Why are we wasting resources to *checks notes * save resources?

As we’ve noted before around here the price of doing something is an indication of the resources being used to do that thing. Money is how we deploy the use of resources after all. Labour, land, capital, they’re all resources, they’re things that cost money to buy and or rent.

Which makes idiocy like this very hard to understand:

The Government’s flagship bottle recycling scheme will cost companies ten times the amount that officials previously claimed, industry analysis suggests.

According to calculations by the British Retail Consortium, the planned deposit system for the purchase of drinks bottles and cans will cost retailers at least £1.8 billion a year.

That’s £1.8 billion in resources that are to be used. Sure, others say that it will only be £200 million but the point still stands.

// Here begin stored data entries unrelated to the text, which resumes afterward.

PR #539, opened 2016-12-20
Handle zero-length writes in SSL_write

alexcrichton:
This commit adds some short-circuits for zero-length reads/writes to
`SslStream`. Because OpenSSL returns 0 on error, then we could mistakenly
confuse a 0-length success as an actual error, so we avoid writing or reading 0
bytes by returning quickly with a success.

### DIFF
--- a/openssl/src/ssl/mod.rs
+++ b/openssl/src/ssl/mod.rs
@@ -1506,6 +1506,15 @@ impl<S: Read + Write> SslStream<S> {
     /// This is particularly useful with a nonblocking socket, where the error
     /// value will identify if OpenSSL is waiting on read or write readiness.
     pub fn ssl_read(&mut self, buf: &mut [u8]) -> Result<usize, Error> {
+        // The intepretation of the return code here is a little odd with a
+        // zero-length write. OpenSSL will likely correctly report back to us
+        // that it read zero bytes, but zero is also the sentinel for "error".
+        // To avoid that confusion short-circuit that logic and return quickly
+        // if `buf` has a length of zero.
+        if buf.len() == 0 {
+            return Ok(0)
+        }
+
         let ret = self.ssl.read(buf);
         if ret > 0 {
             Ok(ret as usize)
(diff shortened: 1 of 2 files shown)


alexcrichton:
This is a fix for https://github.com/tokio-rs/tokio-tls/issues/15 on Linux. Before this commit the weird error in the post shows up, but after it seems to work as expected.

alexcrichton:
Note that it seems [`SSL_write_ex`](https://www.openssl.org/docs/manmaster/man3/SSL_write_ex.html) solves this ambiguity problem, but I'm unsure about the portability of that across openssl revisions

sfackler:
Is the other end actually hanging up here? It may also be caused by https://github.com/sfackler/rust-openssl/blob/master/openssl/src/ssl/connector.rs#L38 interacting weirdly with nonblocking IO. If removing that mode flag also fixes things I think I'd prefer to do that.

alexcrichton:
Ah ok. I tried removing that flag though and it comes back with the same error as before :(

alexcrichton:
To be clear I'm not actually sure what's happening at the protocol level. I took at look at `strace` and I didn't see a literal return of `Ok(0)` from `write` or `sendto` or anything like that. The best I could guess is that there was some SSL protocol thing indicating that there was no more data or something like that?

sfackler:
The remote can shut down the connection, but that's a permanent thing - with this change, do things just "fail properly", or is it a transient 0-byte write and things continue on after that.

SSL_write_ex appears to have existed for a long time, so let's use that rather than trying to guess like we are now.

alexcrichton:
Yeah I don't really know how but everything starts working with this patch. "starts working" for me entails that I get a massive amount of output to the console in the script in the linked issue, no errors happen. 

There's a few layers of abstraction between here and the console though: rust-openssl -> native-tls -> tokio-tls -> tokio-core -> tokio-proto -> hyper -> actual application. I haven't dug thoroughly into what's going on and why this fixes things, though.

alexcrichton:
Some digging has revealed that the real problem here was a zero-length write and how we'd conflate writing zero bytes with an error. I've updated the PR appropriately along with the description as well.

sfackler:
👍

Under DRS, retailers will receive compensation from the Deposit Management Organisation, which collects the returned material and sells it onto reprocessors, for hosting a return point.

The claim being made is that the value of those resources collected and sold will be less than the costs of the collection and sale. At which point, why on Earth are we doing this?

Prices really do work. If something makes a loss then that is subtracting value from our world. This is also known as making us all collectively poorer.

But prices also tell us of the resources being used. A loss is telling us that more resources are being used than saved. The value of those bottles and cans, collected, is less than the cost of the collecting. We are wasting resources in our effort to save resources.

This is, to be mild about it, mad. To be not mild about it this is insane.

All of this before we even start to discuss the amount of consumer time that’s to be spent hauling empties about and stuffing them into machines.

This is a carefully thought out and designed plan to make the people of Britain, the nation as a whole, poorer. Why are we doing this?